I apologize if my last post seemed a little bit doom and gloom. To make up for it, I decided to make a list of what communicators can be doing to prepare for the terrible things I outlined in the aforementioned post.

Top 10 things communication professionals can do to prepare for the future:

  1. Focus less on tools and more on trends. Software and new technologies will change before you can master them, so your time is best spent figuring out why things are popular in the first place so you will understand where we will go next.
  2. Pay attention to mobile media and begin preparing content for mobile use. The future of content is on the go.
  3. Hold on to the value from traditional media.

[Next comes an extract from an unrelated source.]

Issue #2214, opened 2026-08-02
Rust: if-let pattern-binding call-assignments don't propagate method-call return types cross-file


carlos-alm:
## Context

While fixing #2007 (Rust `crate::`/`self::`/`super::` import-path resolution), I verified the fix end-to-end against `tests/benchmarks/resolution/fixtures/rust/`. Recall went from 20/24 (83.3%) to 23/24 (95.8%) on both engines, with zero precision regression and full dual-engine parity maintained. One edge remains unresolved on both engines:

Good storytelling and other elements rooted in legacy media will still be the basis of successful media in the future. Content will always be king. Media ethics and standards should always apply to every platform.
  4. Read more than just 140 characters. Tweets are good, yes. They are pathways or links to relevant information found somewhere else online. However, if we forget how to pay attention to something for longer than 30 seconds or how to write well, the media industry as we know it will dissolve.

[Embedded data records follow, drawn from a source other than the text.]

Issue #1744, opened 2026-07-02
Incremental rebuild leaves edges.technique NULL for native-engine call edges (full build sets 'ts-native')


carlos-alm:
## Summary

Discovered while verifying phase-11 Titan decomposition of `src/domain/graph/builder/stages/build-edges.ts` (a pure extract-method refactor, unrelated to this bug — reproduces identically on unmodified `HEAD`).

For the **native engine**, a call edge's `technique` column differs depending on whether it was inserted via a full build vs. an incremental rebuild of the same final source state:

- Full build (`codegraph build --engine native` or `--no-incremental`): `applyEdgeTechniquesAfterNativeInsert` in `build-edges.ts` backfills `technique = 'ts-native'` on every natively-inserted `calls` edge that doesn't already have an explicit technique.
- Incremental rebuild (`codegraph build --engine native` after a single-file edit): `buildCallEdges` → `emitIncrementalCallEdges` in `src/domain/graph/builder/incremental.ts` inserts edges via `stmts.insertEdge.run(...)`, which never sets `technique` at all — it's left `NULL`.

## Repro

1. Build a small fixture project fully with `--engine native`.
2. Make a trivial one-line edit to any file that has a `calls` edge into it (e.g. append an unrelated comment).
3. Rebuild incrementally (`codegraph build --engine native`).
4. Dump the `edges` table and compare `technique` for the affected edges against a fresh `--no-incremental` full rebuild of the same post-edit state.

Example divergence on `tests/fixtures/sample-project`:
```
incremental: {"src":"main","tgt":"Calculator.compute", ..., "technique":null}
full:        {"src":"main","tgt":"Calculator.compute", ..., "technique":"ts-native"}
```
All other edge fields (source, target, kind, confidence, dynamic) are identical — only `technique` diverges.

## Impact

Any query or feature that filters/groups by `edges.technique` (e.g. `codegraph roles`, technique-coverage reporting in the resolution benchmark, coverage dashboards) will undercount native-engine edges that were last touched by an incremental rebuild vs. a full rebuild, even though the edges themselves are correct.

## Suggested fix

Mirror `applyEdgeTechniquesAfterNativeInsert`'s backfill behavior in `incremental.ts`'s `emitIncrementalCallEdges` (or run an equivalent scoped backfill after incremental native inserts), so `technique` is populated consistently regardless of which rebuild path produced the edge.

PR #2221, opened 2026-08-02
fix: give reverse-dep edge reconnection a content-hash identity signal

### LINKED ISSUE #2015: reconnectReverseDepEdges: simultaneous add+remove of same-named siblings (net-zero count change) is undetectable from line data alone
## Summary

Follow-up from #1865 (fixed by PR #2014). The fix there replaces the ordinal/nearest-line heuristic with a dominant-line-shift alignment that correctly reconnects reverse-dep edges when a same-(name, kind) sibling group shifts AND its size changes by a same-named sibling being added or removed in the same edit — verified for both the add-only and remove-only cases on both engines.

There is one remaining theoretical gap, not covered by #1865's literal reproduction: if a same-named/same-kind sibling is **both** added and removed in the same edit (e.g. sibling B is renamed away while a new, unrelated sibling E is added elsewhere in the same group), the group's sibling **count** stays the same (e.g. 4 -> 4), so the alignment takes the "count unchanged -> match by rank" fast path — but the *identity* has actually changed. Since nothing about raw line numbers can distinguish "this is genuinely the same declaration, just shifted" from "a different declaration happens to now occupy this rank," this compound case can still silently mis-wire an edge.

This is a fundamentally different class of gap than #1865 — it requires an actual identity signal beyond line position, e.g. per-declaration content hashing (hash each sibling's own body text, persisted per-node so it survives a purge+reinsert cycle), as originally suggested as a *possible* direction in #1865's own issue text. It would need a new persisted column on `nodes` (and its Rust migration mirror), populated at node-insertion time in both engines, and is a substantially larger, schema-touching change — out of scope for a targeted line-alignment fix.

## Reproduction (theoretical — not yet verified with a concrete fixture)

1. File `conn.ts` has 4 same-named/same-kind siblings (e.g. `close()` in `openA`..`openD`).
2. Edit: rename `openB`'s `close` to `shutdown` (removes one from the group) AND simultaneously add a new `close()` to a 5th function `openE` inserted at a line position that keeps the total group size at 4.
3. Incremental rebuild: the ordinal-by-rank fast path (count unchanged: 4 -> 4) will match old rank i to new rank i, but if `openE`'s new close() lands at the same rank openB's old close() held, a reverse-dep caller of B could get silently reconnected to E instead of dropped.

## Suggested direction

Per-declaration content hashing: compute a hash of each declaration's own source text (line..endLine) at insertion time, persist it on the node row, and use it as the primary reconnect-matching signal (falling back to the #1865 alignment when hashes are unavailable, e.g. on DBs from before this feature). Needs a schema migration in both `src/db/migrations.ts` and `crates/codegraph-core/src/db/connection.rs`, and hash computation wired into both the WASM/JS and native node-insertion paths.

## How this was found

Identified during design of the #1865 fix — the dominant-shift alignment provably handles any count change correctly (verified via unit tests using this repo's own real fixture line numbers), but a net-zero-count compound edit is an inherent blind spot for any line-position-only heuristic, not a bug in that specific fix.

carlos-alm:
## Summary
- `reconnectReverseDepEdges`/`pick_reconnect_target` previously matched siblings by line position and rank alone during incremental rebuilds. When a same-named/same-kind sibling is both renamed away and a different one added in the same edit, the sibling group's size stays unchanged (e.g. 4 -> 4), so the existing rank-based fallback silently reattaches the edge to whichever new declaration now occupies the old rank.
- Add a per-declaration `content_hash` (SHA-256 of the declaration's own source text), computed centrally once per file right after extraction in both engines, persisted via a new `nodes.content_hash` column (migration v24).
- `pickReconnectTarget`/`pick_reconnect_target` now try an exact hash match first. If the saved target's hash matches none of the current candidates, the edge is confidently dropped instead of falling through to the rank-based guess. Line-based sibling alignment (#1865) remains the fallback when hash data is unavailable or ambiguous (2+ candidates share a hash).
- Both engines verified to produce byte-identical `content_hash` values and identical reconnect behavior for the compound rename+add scenario.

## Test plan
- [x] `npm test` — 263 test files, 4294 tests passing (both wasm/native engine variants of the new integration test)
- [x] `cargo test --manifest-path crates/codegraph-core/Cargo.toml --lib` — 698 tests passing, including new hash-matching unit tests and one full end-to-end reconnection test
- [x] `cargo clippy --manifest-path crates/codegraph-core/Cargo.toml --lib` — no new warnings vs `origin/main`
- [x] `npx biome check src/ tests/` and `npx tsc --noEmit -p .` — clean
- [x] New regression test `tests/integration/issue-2015-reverse-dep-compound-rename-and-add.test.ts` reproduces the exact compound rename+add scenario and fails without the fix (verified via a stale pre-fix native binary reproducing the bug), passes with it

Closes #2015

### DIFF
--- a/crates/codegraph-core/src/db/connection.rs
+++ b/crates/codegraph-core/src/db/connection.rs
@@ -378,6 +378,22 @@ const MIGRATIONS: &[Migration] = &[
       CREATE INDEX IF NOT EXISTS idx_dataflow_call_edge ON dataflow(call_edge_id);
     "#,
     },
+    Migration {
+        // Per-declaration content hash (issue #2015): reverse-dep-edge
+        // reconnection during incremental rebuilds previously matched
+        // siblings by line position alone, which is provably unsafe when a
+        // same-named/same-kind sibling group has one member renamed away
+        // and a different one added in the same edit — the group's size
+        // stays unchanged, so the line-alignment fast path matches by rank
+        // and can silently reconnect a caller to the wrong declaration. A
+        // content hash gives reconnection a true identity signal to try
+        // first, falling back to line alignment only when a hash is
+        // unavailable (e.g. rows from before this migration).
+        version: 24,
+        up: r#"
+      ALTER TABLE nodes ADD COLUMN content_hash TEXT;
+    "#,
+    },
 ];
 
 // ── napi types ──────────────────────────────────────────────────────────
@@ -726,6 +742,18 @@ impl NativeDatabase {
             if !has_column(conn, "nodes", "visibility") {
                 let _ = conn.execute_batch("ALTER TABLE nodes ADD COLUMN visibility TEXT");
             }
+            // #2015: content_hash is referenced unconditionally by every node
+            // insert (see insert_nodes.rs), unlike the other legacy columns in
+            // this block — propagate failure instead of swallowing it, mirroring
+            // the #2001/#2066 dynamic_kind fix on the edges table below.
+            if !has_column(conn, "nodes", "content_hash") {
+                conn.execute_batch("ALTER TABLE nodes ADD COLUMN content_hash TEXT")
+                    .map_err(|e| {
+                        napi::Error::from_reason(format!(
+                            "legacy repair: add nodes.content_hash failed: {e}"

  5. Maintain your digital reputation. Download whatever free software or analytics tool you need to follow your brand online. Your identity is being chronicled for the whole world to see and whatever you want to do in the future will depend on whether or not you have preserved your past.
  6. Help adopters understand big changes in online communication. With our rate of innovation, there needs to be more attention paid to those who are at the bottom of the technological learning curve.
  7. Do not ignore the digital divide. When you are striving to digitize all of your content and move it all online, don’t forget the millions of people who are without Internet access. No matter how hyper-connected we may feel sometimes, information access is still a privilege.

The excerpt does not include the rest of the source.